The screen is like a sandwich. The top layer is plastic, the middle layer is the eink, and the bottom layer is a thin sheet of glass. The glass is broken. It cannot be repaired.

Definitely contact the seller. If they won't refund, contact eBay.


----------



## RichardMW (Aug 31, 2009)

I had the same problem. I may have put it down without the correct gentle attention it needed. My bad.
I bought it at eBay but it was shipped directly from Amazon.

I called the Amazon help desk.
They were great!! They sent a replacement by overnight mail and asked that I returned the broken Kindle 2. I returned it in the box that they had used to send the replacement.

Amazon has an 800 help number. Call it and explain your problem.
It is hard to find the number at amazon.com.
Here it is: (800) 201-7575

This number is for the Kindle help desk. I have not tried this one.
Kindle Customer service at (866) 321-8851


----------



## drenee (Nov 11, 2008)

Kindle Customer Service is the number you should always call for Kindle related situations.
deb


----------



## capital2 (Apr 22, 2010)

Well, I expect Amazon to charge an arm and a leg for repair since I bought it used.

I found another Ebay seller that seems to specialize in selling broken Kindles.

http://shop.ebay.com/josh52180/m.html?_nkw=&_armrs=1&_from=&_ipg=&_trksid=p4340

I know Kindle 1 screens can be used on Kindle 2s. But I'm not sure about the other parts.

Would I be better off buying a few of the broken Kindle 1's for salvage and attempt to restore a Kindle 1?

I'm just trying to save money.


----------



## NogDog (May 1, 2009)

I might still call Kindle CS first. Just tell them up front what the situation is, and that you want to know what they can do for you to get you Kindling again. If they won't replace it, they might give you a good deal on a refurbished unit, perhaps.
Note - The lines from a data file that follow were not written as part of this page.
PR #457, opened 2026-04-19
Sheffield | ITP-Jan-26 | Hayriye Saricicek | Sprint 2 | Book Library

mshayriyesaricicek:
Self checklist

## Changelist

I made changes to make the drop down form work and upload the book details to the book list.  I put an Enter button on the form.  If all books are deleted it will automatically load up the preloaded books.  If books are added it will save the information so it is available on reload.  All information is in the correct place.

### DIFF
--- a/debugging/book-library/index.html
+++ b/debugging/book-library/index.html
@@ -1,12 +1,9 @@
 <!doctype html>
-<html>
+<html lang="en">
   <head>
-    <title> </title>
-    <meta
-      charset="utf-8"
-      name="viewport"
-      content="width=device-width, initial-scale=1.0"
-    />
+    <title>Book Library</title>
+    <meta charset="UTF-8" />
+    <meta name="viewport" content="width=device-width, initial-scale=1.0" />
     <script src="https://ajax.googleapis.com/ajax/libs/jquery/3.4.1/jquery.min.js"></script>
     <script src="https://cdnjs.cloudflare.com/ajax/libs/popper.js/1.16.0/umd/popper.min.js"></script>
     <script src="https://maxcdn.bootstrapcdn.com/bootstrap/4.4.1/js/bootstrap.min.js"></script>
@@ -31,9 +28,22 @@
       <form id="bookForm">
         <div class="form-group">
           <label for="title">Title:</label>
-          <input type="text" class="form-control" id="title" required />
+          <input
+            type="text"
+            title="Letters, numbers and basic punctuation only"
+            class="form-control"
+            id="title"
+            required
+          />
+
           <label for="author">Author: </label>
-          <input type="text" class="form-control" id="author" required />
+          <input
+            type="text"
+            class="form-control"
+            id="author"
+            title="Only letters, spaces, apostrophes and hyphens allowed"
+            required
+          />
           <label for="pages">Pages:</label>
           <input type="number" class="form-control" id="pages" required />
           <label class="form-check-label">
--- a/debugging/book-library/index.html
+++ b/debugging/book-library/index.html
@@ -1,4 +1,4 @@
-<!DOCTYPE html>
+<!doctype html>
 <html>
   <head>
     <title> </title>
@@ -28,46 +28,21 @@
     </button>
 
     <div id="demo" class="collapse">
-      <div class="form-group">
-        <label for="title">Title:</label>
-        <input
-          type="title"
-          class="form-control"
-          id="title"
-          name="title"
-          required
-        />
-        <label for="author">Author: </label>
-        <input
-          type="author"
-          class="form-control"
-          id="author"
-          name="author"
-          required
-        />
-        <label for="pages">Pages:</label>
-        <input
-          type="number"
-          class="form-control"
-          id="pages"
-          name="pages"
-          required
-        />
-        <label class="form-check-label">
-          <input
-            type="checkbox"
-            class="form-check-input"
-            id="check"
-            value=""
-          />Read
-        </label>
-        <input
-          type="submit"
-          value="Submit"
-          class="btn btn-primary"
-          onclick="submit();"
-        />
-      </div>
+      <form id="bookForm">
+        <div class="form-group">
+          <label for="title">Title:</label>
+          <input type="text" class="form-control" id="title" required />
+          <label for="author">Author: </label>
+          <input type="text" class="form-control" id="author" required />
+          <label for="pages">Pages:</label>
+          <input type="number" class="form-control" id="pages" required />
+          <label class="form-check-label">
+            <input type="checkbox" class="form-check-input" id="check" />Read
+          </label>
+
+          <button type="submit" class="btn btn-primary">Enter</button>
+        </div>
+      </form>
     </div>
 
     <table class="table" id="display">
@@ -80,15 +55,7 @@
           <th></th>
         </tr>
       </thead>
-      <tbody>
-        <tr>
-          <td></td>
-          <td></td>
-          <td></td>
-          <td></td>
-          <td></td>
-        </tr>
-      </tbody>
+      <tbody></tbody>
     </table>
 
     <script src="script.js"></script>
--- a/debugging/book-library/script.js
+++ b/debugging/book-library/script.js
@@ -1,4 +1,4 @@
-let myLibrary = JSON.parse(localStorage.getItem("myLibrary")) || [];
+const myLibrary = [];
 
 function isValidAuthor(text) {
   for (let char of text) {
@@ -29,7 +29,6 @@ function isValidTitle(text) {
   }
   return true;
 }
-// 2. then your other functions (populateStorage, render, etc)
 
 function saveLibrary() {
   localStorage.setItem("myLibrary", JSON.stringify(myLibrary));
@@ -53,12 +52,14 @@ document.getElementById("bookForm").addEventListener("submit", function (e) {
     return;
   }
 
-  populateStorage(title, author, pages, read);
+  const success = populateStorage(title, author, pages, read);
+
+  if (!success) return; // ❗ STOP if invalid
 
   render();
+  saveLibrary();
 
   this.reset();
-
   $("#demo").collapse("hide");
 });
 
@@ -66,9 +67,14 @@ document.getElementById("bookForm").addEventListener("submit", function (e) {
 //via Book function and start render function
 
 function populateStorage(title, author, pages, check) {
+  if (!/^\d+$/.test(pages) || Number(pages) < 1 || Number(pages) > 5000) {
+    alert("Pages must be a whole number between 1 and 5000");
+    return false;
+  }
+
   let newBook = new Book(title, author, pages, check);
   myLibrary.push(newBook);
-  saveLibrary();
+  return true;
 }
 
 function Book(title, author, pages, check) {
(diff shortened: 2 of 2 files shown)


debugging/book-library/index.html

debugging/book-library/script.js
```diff
@@ -1,47 +1,58 @@
...
-    library.push(book);
-    render();
-  }
-}
+  function populateStorage(title, author, pages, check) {
+    let newBook = new Book(title, author, pages, check);
+
+  myLibrary.push(newBook);
+  saveLibrary(); 
+  };
```
cjyuan: Why are there two definitions of `populateStorage()`? Lines 40-45, and lines 49-54.

The original `populateStorage()` is meant to create two dummy books initially (so that the person testing the app don't have to manually enter two books every time they reload the page). Perhaps instead of changing the behavior of the original `populuateStorage()`, you can introduce a `createAndSaveBook()` function that performs what your `populateStorage()` is doing now? This way, I would always have at least two books created when I test the app in an Incognito browser window.

debugging/book-library/script.js
```diff
@@ -1,47 +1,58 @@
...
+function addBookToTable(title, author, pages, read) {
+  const table = document.getElementById("display").getElementsByTagName("tbody")[0];
+
+  const row = table.insertRow();
+
+  row.insertCell(0).textContent = title;
+  row.insertCell(1).textContent = author;
+  row.insertCell(2).textContent = pages;
+  row.insertCell(3).textContent = read ? "Yes" : "No";
 }
```
cjyuan: This function is not being called anywhere in this script.

debugging/book-library/script.js
```diff
@@ -51,16 +62,20 @@ function Book(title, author, pages, check) {
...
+    table.innerHTML = "";
+
+  //let rowsNumber = table.rows.length;
   //delete old table
-  for (let n = rowsNumber - 1; n > 0; n-- {
-    table.deleteRow(n);
-  }
+  //for (let n = rowsNumber - 1; n > 0; n--) {
+  //  table.deleteRow(n);
+  //}
```
cjyuan: Please delete all debugging or unused code to keep the code clean.

debugging/book-library/script.js
```diff
@@ -1,47 +1,58 @@
...
-      "127",
-      true
-    );
-    myLibrary.push(book1);
-    myLibrary.push(book2);
-    render();
+ if (!title || !author || !pages) {
+    alert("Please fill all fields!");
+    return;
   }
```
cjyuan: Note:
- Both `title` and `author` could be a string containing only space or leading/trailing space.
- `pages`, as a string, could hold input values like "3e2" and "-1".

debugging/book-library/script.js
```diff
@@ -72,32 +87,53 @@ function render() {
...
       render();
     });
+ }
+} 
+ window.addEventListener("load", function () {
+  if (myLibrary.length === 0) {
+    populateStorage("Robison Crusoe", "Daniel Defoe", "252", true);
+    populateStorage( "The Old Man and the Sea", "Ernest Hemingway", "127", false);
+    saveLibrary();
   }
```
cjyuan: These are placeholder data designed to make testing the app easier.
Keeping them in a function would make excluding/including them easier during development.

cjyuan (commented):
Code is not properly indented, making it hard to read. Can you fix the Indention?

debugging/book-library/index.html
mshayriyesaricicek: I amended what I could on HTML.  validtor is complaining about trailing / but I take them off  but when I save the file they are put back on.

debugging/book-library/script.js
mshayriyesaricicek: That was a mistake.  I was moving things around copying and pasting and mistakenly ended up with it twice.  I have deleted one now.

debugging/book-library/script.js
mshayriyesaricicek: I have done, thank y ou.

debugging/book-library/script.js
mshayriyesaricicek: I have restricted what can be entered.  I initially restricted to alpha letters only but then after thinking I allowed hypens, spaces and aposgtrophes in names because sometimes they are needed ie in double barrel surnames or names such as O'Connor.  I also allowed input of punctuation and numbers for titles as they can be used in book titles and not allowing them would prevent certain book titles from being added.

debugging/book-library/index.html
cjyuan: Don't worry about the trailing `/`. Just focus on eliminating "Error" and "Warning". Those messages tagged "Info" are not errors.

mshayriyesaricicek: there are now no errors.

debugging/book-library/script.js
mshayriyesaricicek: it should have been deleted.  It is now.

debugging/book-library/script.js
mshayriyesaricicek: Ive made a function loadDefaultBooks.  Thank you.

debugging/book-library/script.js
```diff
@@ -1,46 +1,74 @@
-let myLibrary = [];
+let myLibrary = JSON.parse(localStorage.getItem("myLibrary")) || [];
```
cjyuan: - Safer to declare `myLibrary` using `const`.

- Better to perform loading data from `localStorage` inside window's onload callback or in some function where you can use try/catch block to handle errors.

debugging/book-library/script.js
```diff
@@ -1,46 +1,74 @@
...
 
-window.addEventListener("load", function (e) {
-  populateStorage();
-  render();
-});
+function isValidAuthor(text) {
+  for (let char of text) {
+    const isLetter =
+      (char >= "a" && char <= "z") || (char >= "A" && char <= "Z");
```
cjyuan, line 6: When you have time, consider exploring the subject "JavaScript regular expression (regex)". With regex, we can replace all the code in this function by one expression.

debugging/book-library/script.js
```diff
@@ -1,46 +1,74 @@
...
+    alert("Invalid author name");
+    return;
+  }
+
+  if (!isValidTitle(title)) {
+    alert("Invalid book title");
+    return;
+  }
+
+  populateStorage(title, author, pages, read);
```
cjyuan: - Currently, `pages` is assigned a string, and it can possibly be assigned an input string in the form "3e2". You can consider converting `pages` to an equivalent number in `populateStorage()` or in `Book()`.

- In addition, what range and type of numbers should be considered valid for a page count?

debugging/book-library/script.js
```diff
@@ -1,46 +1,74 @@
...
+
+  render();
+
+  this.reset();
```
cjyuan, line 62: This seems quite advanced. Are you familiar with the meaning of `this` in JS? 

In Piscine, you may be asked something like this:
- If you were not allowed to use `this`, how would you rewrite `this.reset()`?

debugging/book-library/script.js
cjyuan: Please note that when setting the text content of an HTML element, there are subtle but important differences between using `.innerHTML`, `innerText`, and `textContent`.

debugging/book-library/script.js
```diff
@@ -51,16 +79,13 @@ function Book(title, author, pages, check) {
 }
 
 function render() {
-  let table = document.getElementById("display");
-  let rowsNumber = table.rows.length;
-  //delete old table
-  for (let n = rowsNumber - 1; n > 0; n-- {
-    table.deleteRow(n);
-  }
+  const table = document.querySelector("#display tbody");
```
cjyuan: Could consider changing the variable name to better reflect that it is assigned a "tbody".

debugging/book-library/script.js
```diff
@@ -72,32 +97,51 @@ function render() {
...
-      alert(`You've deleted title: ${myLibrary[i].title}`);
+
+    deleteCell.appendChild(delBut);
+
+    delBut.addEventListener("click", function () {
       myLibrary.splice(i, 1);
+
+      saveLibrary();
+
       render();
```
cjyuan, line 130: The original code has a statement that uses `window.alert()` to show the title of the deleted book.

debugging/book-library/script.js
mshayriyesaricicek: thanks, I have changed to const and moved local storage

debugging/book-library/script.js
mshayriyesaricicek: I wasn't sure if we could use regex.  Thanks will look into it.

debugging/book-library/script.js
mshayriyesaricicek: I have changed it to only accept numbers between 1 and 5000.

debugging/book-library/script.js
mshayriyesaricicek: If I couldn’t use this.reset(), I would manually reset each form field by setting their values back to empty. For example:  document.getElementById("title").value = "";
document.getElementById("author").value = "";
document.getElementById("pages").value = "";
document.getElementById("check").checked = false;

debugging/book-library/script.js
mshayriyesaricicek: I have learned more about it now and found that innerText is safer for input but innerHTML is okay if not input so have changed these to innerText.

debugging/book-library/script.js
mshayriyesaricicek: Thank you,  I have changed it to tableBody

debugging/book-library/script.js
mshayriyesaricicek: I have put it back in the file.  Thank you for bringing this to my attention.

debugging/book-library/script.js
```diff
@@ -1,46 +1,80 @@
...
+  if (!/^\d+$/.test(pages) || Number(pages) < 1 || Number(pages) > 5000) {
+    alert("Pages must be a whole number between 1 and 5000");
     return false;
-  } else {
-    let book = new Book(title.value, title.value, pages.value, check.checked);
-    library.push(book);
-    render();
   }
+
+  let newBook = new Book(title, author, pages, check);
```
cjyuan, line 75: Why do you choose to keep the pages as string? It is not wrong, just unusual.

debugging/book-library/script.js
```diff
@@ -51,53 +85,74 @@ function Book(title, author, pages, check) {
...
+
+    deleteCell.appendChild(delBut);
+
+    delBut.addEventListener("click", function () {
       alert(`You've deleted title: ${myLibrary[i].title}`);
       myLibrary.splice(i, 1);
+
+      saveLibrary();
+
       render();
```

It’s better to display a confirmation message only after the associated operation has successfully completed.

Where should you place the `alert()` function call?

debugging/book-library/script.js
cjyuan: You can use any code as long as can explain the code when asked. In Piscine's interview, the interviewer may randomly pick a piece of code from your project and ask you to explain it.

debugging/book-library/script.js
mshayriyesaricicek: When I load it up on live server and delete a book the delete message comes up after deleting the book not before but I have moved it to a more suitable position.

cjyuan: `alert()` blocks execution of subsequent statements. To simulate the behavior, you can try this:

```
      throw new Error("simulate something wrong happening ...");
      myLibrary.splice(i, 1);

      saveLibrary();

      render();
```

The error will only throw after you close the alert dialog box.

debugging/book-library/script.js
mshayriyesaricicek: ive changed it now

cjyuan:
Changes look good.

illicitonion:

Remember that it is in their long-term interest for you to be a satisfied Kindle user, meaning you'll be buying e-books from them and possibly upgrading some day to the Kindle 3/4/5....


----------



## Ann in Arlington (Oct 27, 2008)

I'm 100% with Nog on this one. . . . .Kindle CS is very helpful and, chances are, even if you got it used, if it's still underwarranty (less than a year old) they will help you out.  Mind you, the type of damage I'm seeing on yours is usually due to a drop or pressure on the screen and may not be covered.  But it doesn't hurt to ask; be completely honest about its history as you know it and, worse case they'll say there's nothing they can do and then you can move on to plan be.  But I bet they at least offer you a refurb for a reasonable price.

This assumes that it broke after you got it and not that it arrived in that condition from it's previous owner which is a whole 'nother kettle of fish and one of the reasons I pretty much don't buy something from someone I don't know really really well.  Which, of course, can be a whole different set of problems as you would know if you ever watch Judge Judy.  

Anyway, good luck, and keep us posted!

And Welcome to KindleBoards!


----------



## marianneg (Nov 4, 2008)

The broken K1s almost all seem to have broken screens, so I seriously doubt you could produce a working K2 from any of them.  I agree with NogDog and Ann, call Kindle CS first.  The worst they can do is nothing, which leaves you exactly where you are now.


----------